The construction of the Pekkala, Petäjäaho and Paloniemi residential areas began in 2003.

== Services ==
=== School ===
There is a school for grades 1–6 of peruskoulu in Kintaus, with approximately 100 students. The school shares its building with a daycare center, which are among the main employers in the village.

The first school of Kintaus (under the kansakoulu system) was established in 1891 at the Räihä farm. While the school was relocated to the village of Ylä-Kintaus in 1896, a new school was established soon after in 1898 by the owner of the Koskensaari factories. Initially private, the school was transferred to municipal ownership in 1911. Its original main building was finished in 1926 and expanded in 1967.

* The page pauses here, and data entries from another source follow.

PR #2233, opened 2018-03-29
Use a circular buffer for getReturnBuffer to prevent buffer cloberring

CouleeApps:
Try this in devhead:

    echo(1, 3);

Notice how `ConsoleValueRef::getStringValue` gets the same buffer as `echo` from `Con::getReturnValue` and causes this to echo `33`? Well it also causes other problems. This fixes that by defining a circular temporary buffer to replace `StringStack::getReturnBuffer`.

Also included is moving most of `StringStack`'s methods into the cpp file.

### DIFF
--- a/Engine/source/console/compiledEval.cpp
+++ b/Engine/source/console/compiledEval.cpp
@@ -41,6 +41,7 @@
 #include "core/frameAllocator.h"
 
 #include "console/codeInterpreter.h"
+#include "console/returnBuffer.h"
 
 #ifndef TORQUE_TGB_ONLY
 #include "materials/materialDefinition.h"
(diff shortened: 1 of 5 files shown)


jamesu:
Won't this ReturnBuffer still clobber in the following case?

	ReturnBuffer ret; // size: 4096
	ret.getBuffer(4096, 0); // mBufferSize = 4096, mStart = 0, returns &mBuffer[0]
	ret.getBuffer(1024); // mBufferSize = 4096, mStart = 1024, returns &mBuffer[0]

Wondering here if it might be a good idea to just make the ReturnBuffer grow until it gets reset in the CodeInterpreter, probably after a script function call (also taking into account nesting)...

CouleeApps:
It will, that's a good point. We may instead want to use a `FrameTemp<char>` but I haven't looked into them enough to know if that's a smart idea.

PR #2237, opened 2018-04-03
Small Cleanup to CodeInterpreter

JeffProgrammer:
Remove unused variables and cleanup precision warnings as dSprintf takes a U32 for the size of the buffer to use.

Honestly though, dSprintf should probably use dsize_t. But that's a bigger change down the road.

### DIFF
--- a/Engine/source/console/codeInterpreter.cpp
+++ b/Engine/source/console/codeInterpreter.cpp
@@ -426,12 +426,12 @@ exitLabel:
          }
          if (thisNamespace && thisNamespace->mName)
          {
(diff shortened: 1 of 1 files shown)


dottools:
`dSprintf` needs to be fixed to `size_t` instead of casting to that argument to `U32`. Perhaps @CouleeApps could look into this? :)

All data sizes should use `size_t`, or `ssize_t` for signed values if necessary. Especially now that these days 32bit operating systems are starting to not be a thing anymore just as 16bit computing died out in the 1990s. Network protocol handling is obviously an exception to this rule when compacted data values are used in packet processing.

rextimmy:
It's not just dSprintf that needs to use dsize_t, there are heaps of classes that needs this done. E.G Vector, String & more.

PR #266, opened 2019-05-29
[ros2lifecycle] Only return the state for the node requested

### LINKED ISSUE #233: ros2 lifecycle get always shows state of all nodes even when selecting one by name
## Bug report

When calling ros2 lifecycle get /nodename, the state of _all_ nodes is shown. Expected behavior is that only the state of the selected node is shown.

**Required Info:**

- Operating System:
  - Ubuntu 18.04
- Installation type:
  - Crystal from binary, Pre-Dashing from source
- Version or commit hash:
  - 1766de05961a7a08a77f446a22fca0abdd6d0552
- DDS implementation:
  - Fast-RTPS
  - rclpy

#### Steps to reproduce issue

```
[...]:~/ros2_dashing_ws$ ros2 lifecycle get
/damped_pendulum/damped_pendulum: inactive [2]
/transport_delay/transport_delay: unconfigured [1]
[...]:~/ros2_dashing_ws$ ros2 lifecycle get /damped_pendulum/damped_pendulum 
inactive [2]
unconfigured [1]
[...]:~/ros2_dashing_ws$ 
```

#### Expected behavior
Only the state of the selected node is shown.

#### Actual behavior
States of all nodes are shown - without names.

jacobperron:
Previously, the 'get' verb was returning the state for all lifecycle nodes.

Fixes #233

### DIFF
--- a/ros2lifecycle/ros2lifecycle/verb/get.py
+++ b/ros2lifecycle/ros2lifecycle/verb/get.py
@@ -49,7 +49,7 @@ class GetVerb(VerbExtension):
                 return 'Node not found'
 
         with DirectNode(args) as node:
-            states = call_get_states(node=node, node_names=node_names)
+            states = call_get_states(node=node, node_names=[node_name])
 
             # output exceptions
             for node_name in sorted(states.keys()):
--- a/ros2lifecycle/ros2lifecycle/verb/get.py
+++ b/ros2lifecycle/ros2lifecycle/verb/get.py
@@ -25,12 +25,13 @@ from ros2node.api import NodeNameCompleter
 
 
 class GetVerb(VerbExtension):
-    """Get lifecycle state."""
+    """Get lifecycle state for one or more nodes."""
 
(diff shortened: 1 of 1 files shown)


ros2lifecycle/ros2lifecycle/verb/get.py
```diff
@@ -49,7 +49,7 @@ def main(self, *, args):  # noqa: D102
                 return 'Node not found'
 
         with DirectNode(args) as node:
-            states = call_get_states(node=node, node_names=node_names)
+            states = call_get_states(node=node, node_names=[node_name])
```
dirk-thomas: The argument is optional so this won't work when nothing is passed.

jacobperron: Huh, I guess the behavior should be documented for what occurs when no node name is provided. I assume it should output the state for all nodes.

jacobperron: Fixed in 0c60f98 and clarified documentation in 080f249.

Issue #260, opened 2019-05-29
[ros2component] standalone verb creates zombie containers


jacobperron:
## Bug report

**Required Info:**

- Operating System:
  - macOS 
- Installation type:
  - Binaries 
- Version or commit hash:
  - 
- DDS implementation:
  - Fast-RTPS 
- Client library (if applicable):
  - N/A 

#### Steps to reproduce issue

Run the `ros2 component standalone` with invalid arguments, for example:
```
ros2 component standalone foo bar
```

#### Expected behavior

The command fails and no component container is running.

#### Actual behavior

The command fails, as expected, with the output:

```
$ ros2 component standalone foo bar
[ERROR] [standalone_container_d28808be9256]: Could not find requested resource in ament index
Failed to load component: Could not find requested resource in ament index
```

But, we can see a container left running:

```
$ ros2 component list
/standalone_container_d28808be9256
```

Multiple invalid calls will result in multiple zombie containers.

mjcarroll:
I can confirm this behavior on `Bionic` source build.

jubeira:
This doesn't seem to happen in Dashing testing binaries for Linux :+1:

PR #269, opened 2019-05-29
[ros2component] Stop the standalone container when load fails

mjcarroll:
This prevents zombie container processes from hanging around when a
component fails to load.

Closes: #260

### DIFF
--- a/ros2component/ros2component/verb/standalone.py
+++ b/ros2component/ros2component/verb/standalone.py
@@ -12,6 +12,7 @@
 # See the License for the specific language governing permissions and
 # limitations under the License.
 
+import signal
 import uuid
 
 from ros2cli.node.direct import DirectNode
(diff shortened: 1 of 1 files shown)


ros2component/ros2component/verb/standalone.py
```diff
@@ -39,13 +41,21 @@ def main(self, *, args):
...
+                load_component_into_container(
+                    node=node, remote_container_node_name=args.container_node_name,
+                    package_name=args.package_name, plugin_name=args.plugin_name,
+                    node_name=args.node_name, node_namespace=args.node_namespace,
+                    log_level=args.log_level, remap_rules=args.remap_rules,
+                    parameters=args.parameters, extra_arguments=args.extra_arguments
+                )
+            except RuntimeError as ex:
+                # In case the component fails to load, kill the container.
+                print("{}, terminating container.".format(ex))
```
dirk-thomas: Since the code only sends `SIGINT`s the message should mentioned "interrupting" or similar since the process is not being "terminated" (with a `SIGTERM`).

mjcarroll: 3b9f983

mjcarroll:
@jacobperron I have verified this on Linux and Mac, do you want to check if it resolved the issue for you?

jacobperron:
Fixes the issue for me!

PR #271, opened 2019-06-07
Add 'topic find' verb

artivis:
Add the `find` verb which lists all topics of a given type.
E.g.  
```terminal
$ ros2 topic find rcl_interfaces/msg/Log
/rosout
```
or with `count-topics` option,  
```terminal
$ ros2 topic find rcl_interfaces/msg/Log -c
1
```

### DIFF
--- a/ros2topic/ros2topic/verb/find.py
+++ b/ros2topic/ros2topic/verb/find.py
@@ -13,7 +13,7 @@
 # limitations under the License.
 
 from ros2cli.node.strategy import NodeStrategy
-from ros2topic.api import TopicTypeCompleter
+from ros2msg.api import message_type_completer
 from ros2topic.api import get_topic_names_and_types
 from ros2topic.verb import VerbExtension
 
@@ -25,7 +25,7 @@ class FindVerb(VerbExtension):
         arg = parser.add_argument(
             'topic_type',
             help="Name of the ROS topic type to filter for (e.g. 'std_msg/msg/String')")
-        arg.completer = TopicTypeCompleter()
+        arg.completer = message_type_completer
         parser.add_argument(
             '-c', '--count-topics', action='store_true',
             help='Only display the number of topics discovered')
--- a/ros2topic/ros2topic/verb/find.py
+++ b/ros2topic/ros2topic/verb/find.py
@@ -13,6 +13,7 @@
 # limitations under the License.
 
 from ros2cli.node.strategy import NodeStrategy
+from ros2topic.api import TopicTypeCompleter
 from ros2topic.api import get_topic_names_and_types
 from ros2topic.verb import VerbExtension
 
@@ -21,9 +22,10 @@ class FindVerb(VerbExtension):
     """Output a list of available topics of a given type."""
 
     def add_arguments(self, parser, cli_name):
-        parser.add_argument(
+        arg = parser.add_argument(
             'topic_type',
             help="Name of the ROS topic type to filter for (e.g. 'std_msg/msg/String')")
+        arg.completer = TopicTypeCompleter()
         parser.add_argument(
             '-c', '--count-topics', action='store_true',
             help='Only display the number of topics discovered')
--- a/ros2topic/ros2topic/verb/find.py
+++ b/ros2topic/ros2topic/verb/find.py
@@ -1,0 +1,50 @@
+# Copyright 2019 Canonical Ltd.
+#
+# Licensed under the Apache License, Version 2.0 (the "License");
+# you may not use this file except in compliance with the License.
+# You may obtain a copy of the License at
+#
+#     http://www.apache.org/licenses/LICENSE-2.0
+#
+# Unless required by applicable law or agreed to in writing, software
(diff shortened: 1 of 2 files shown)


ros2topic/ros2topic/verb/find.py
```diff
@@ -0,0 +1,50 @@
...
+
+    def main(self, *, args):
+        with NodeStrategy(args) as node:
+            topic_names_and_types = get_topic_names_and_types(
+                node=node,
+                include_hidden_topics=args.include_hidden_topics)
+
+        filtered_topics = []
+        for (topic_name, topic_type) in topic_names_and_types:
+            if args.topic_type in topic_type:
```
artivis: Not sure if there should be a special consideration in case there are several `topic_type` ?

ros2topic/ros2topic/verb/find.py
```diff
@@ -0,0 +1,50 @@
...
+from ros2topic.verb import VerbExtension
+
+
+class FindVerb(VerbExtension):
+    """Output a list of available topics of a given type."""
+
+    def add_arguments(self, parser, cli_name):
+        parser.add_argument(
+            'topic_type',
+            help="Name of the ROS topic type to filter for (e.g. 'std_msg/msg/String')")
```
hidmic: @artivis consider adding [autocompletion support](https://github.com/ros2/ros2cli/blob/master/ros2topic/ros2topic/api/__init__.py#L75) for topic types.

ros2topic/ros2topic/verb/find.py
```diff
@@ -0,0 +1,50 @@
...
+        parser.add_argument(
+            '-c', '--count-topics', action='store_true',
```
hidmic: @artivis isn't `--count-topics` somewhat redundant? Why not just `--count`?

ros2topic/setup.py
```diff
@@ -40,6 +40,7 @@
             'info = ros2topic.verb.info:InfoVerb',
             'list = ros2topic.verb.list:ListVerb',
             'pub = ros2topic.verb.pub:PubVerb',
+            'find = ros2topic.verb.find:FindVerb',
```
dirk-thomas: Please insert the new verb in alphabetical order.

ros2topic/ros2topic/verb/find.py
dirk-thomas: Please add a completer for this argument. See other verbs for an example, e.g. https://github.com/ros2/ros2cli/blob/e5b0ceb73b5380a745a3dccba17c078ce42aa2c1/ros2topic/ros2topic/verb/info.py#L27-L28

ros2topic/ros2topic/verb/find.py
hidmic: What situation do you envision?

ros2topic/ros2topic/verb/find.py
hidmic: You beat me to it :)

artivis: I guess `TopicNameCompleter` autocompletes topics' names, what about type ?

ros2topic/ros2topic/verb/find.py
artivis: Actually none.

ros2topic/ros2topic/verb/find.py
artivis: I'm actually following what was done for [`list` ](https://github.com/ros2/ros2cli/blob/master/ros2topic/ros2topic/verb/list.py#L30)

ros2topic/ros2topic/verb/find.py
artivis: Nevermind, found `TopicTypeCompleter` :+1:

dirk-thomas: When looking for the `TopicNameCompleter` there is a similar completer for types: `TopicTypeCompleter`. It finds only the type for a given topic though (if a topic is given). Of no topic is given it uses `ros2msg.api.message_type_completer` which you can use directly for this use case.

artivis: If no topic is passed to `TopicNameCompleter` it lists all topics types. That works too.

artivis: Resolving since this point was raised by @dirk-thomas.

dirk-thomas: Since you don't need the logic of `TopicNameCompleter` please call `ros2msg.api.message_type_completer` directly.

ros2topic/ros2topic/verb/find.py
artivis: It's just that `topic_names_and_types` is a weird structure ;)

ros2topic/ros2topic/verb/find.py
artivis: Done :+1:

dirk-thomas:
Thank you for the improvement and for iterating on it.

CI build to check linters: [Build Status](https://ci.ros2.org/job/ci_linux/7316/)

PR #272, opened 2019-06-07
add 'topic type' verb

artivis:
Add the `type` verb which return the type of a given topic.
E.g.
```
$ ros2 topic type /rosout
rcl_interfaces/msg/Log
```

### DIFF
--- a/ros2topic/ros2topic/verb/type.py
+++ b/ros2topic/ros2topic/verb/type.py
@@ -1,0 +1,39 @@
+# Copyright 2019 Canonical Ltd.
+#
+# Licensed under the Apache License, Version 2.0 (the "License");
+# you may not use this file except in compliance with the License.
+# You may obtain a copy of the License at
+#
+#     http://www.apache.org/licenses/LICENSE-2.0
+#
+# Unless required by applicable law or agreed to in writing, software
+# distributed under the License is distributed on an "AS IS" BASIS,
+# WITHOUT WARRANTIES OR CONDITIONS OF ANY KIND, either express or implied.
+# See the License for the specific language governing permissions and
+# limitations under the License.
+
+from ros2cli.node.direct import DirectNode
+from ros2topic.api import get_topic_names_and_types
+from ros2topic.api import TopicNameCompleter
+from ros2topic.verb import VerbExtension
+
+
+class TypeVerb(VerbExtension):
+    """Print a topic's type."""
+
+    def add_arguments(self, parser, cli_name):
+        arg = parser.add_argument(
+            'topic_name',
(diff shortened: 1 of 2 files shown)


artivis:
Came out of discussing https://github.com/ros2/ros2cli/pull/204.

ros2topic/ros2topic/verb/type.py
```diff
@@ -0,0 +1,39 @@
...
+from ros2topic.verb import VerbExtension
+
+
+class TypeVerb(VerbExtension):
+    """Print a topic's type."""
+
+    def add_arguments(self, parser, cli_name):
+        arg = parser.add_argument(
+            'topic_name',
+            help="Name of the ROS topic to get info (e.g. '/chatter')")
```
dirk-thomas: The help text should mention the type instead of "info".

ros2topic/ros2topic/verb/type.py
```diff
@@ -0,0 +1,39 @@
...
+            include_hidden_topics_key='include_hidden_topics')
+
+    def main(self, *, args):
+        with DirectNode(args) as node:
+            topic_names_and_types = get_topic_names_and_types(
+                node=node,
+                include_hidden_topics=args.include_hidden_topics)
+
+        for (topic_name, topic_types) in topic_names_and_types:
+            if args.topic_name == topic_name:
```
dirk-thomas: If the topic name is not found the function should return a non-zero exit code to indicate that it failed to find the given topic.

ros2topic/ros2topic/verb/type.py
```diff
@@ -0,0 +1,39 @@
...
+                print(topic_types[0])
```
dirk-thomas: By definition there can't be two tuples with the same topic name. So ince the topic is found the loop can return early to improve performance.

ros2topic/ros2topic/verb/type.py
artivis: Fixed.

ros2topic/ros2topic/verb/type.py
artivis: Went with a plain `return 1`, is that what you meant ?

ros2topic/ros2topic/verb/type.py
artivis: Went with a plain `return 0`, in mirror of the "non-zero exit code".

dirk-thomas:
Thanks for the patch and the quick iterations!

Linux CI: [Build Status](https://ci.ros2.org/job/ci_linux/7315/)

PR #273, opened 2019-06-07
Add 'service type' verb

artivis:
Add the `type` verb to `service` which return the type of a given service.
E.g.
given `ros2 run demo_nodes_cpp talker`
```terminal
$ ros2 service type /talker/describe_parameters
rcl_interfaces/srv/DescribeParameters
```

### DIFF
--- a/ros2service/ros2service/verb/type.py
+++ b/ros2service/ros2service/verb/type.py
@@ -36,7 +36,8 @@ class TypeVerb(VerbExtension):
 
         for (service_name, service_types) in service_names_and_types:
             if args.service_name == service_name:
-                print(service_types[0])
+                for service_type in service_types:
+                    print(service_type)
                 return 0
 
         return 1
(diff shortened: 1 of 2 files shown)


ros2service/ros2service/verb/type.py
```diff
@@ -0,0 +1,42 @@
...
+
+    def main(self, *, args):
+        with NodeStrategy(args) as node:
+            service_names_and_types = get_service_names_and_types(
+                node=node,
+                include_hidden_services=args.include_hidden_services)
+
+        for (service_name, service_types) in service_names_and_types:
+            if args.service_name == service_name:
+                print(service_types[0])
```
dirk-thomas: Why should this only print the first type? (I guess the same question applies to the previous topic PR.)

artivis: First, can it really have several types ?? If so then this is a mistake.  
I only print the first one for a formatting purpose,  I could do the same with a loop I guess.

dirk-thomas: > can it really have several types ??

Yes, it can have multiple types. That is why the API returns a list of type names.

> I could do the same with a loop I guess.

:+1: one type per line sounds good.

artivis: Done.

dirk-thomas:
Thanks for the feature addition.

[Build Status](https://ci.ros2.org/job/ci_linux/7326/)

The municipality of Petäjävesi adopted the modern peruskoulu system in 1974. A new main building for the school was built in 2000 and expanded in 2011.

=== Private businesses ===
Other services in Kintaus include a snack bar with a convenience store, as well as various forestry services. Handicrafts and carpentry are also produced in the village.

== Notable buildings ==
There are four regionally significant built environments in Kintaus: the railway station, the area around the Koskensaari nail factory, the Niemelä farm and the Räihä farm.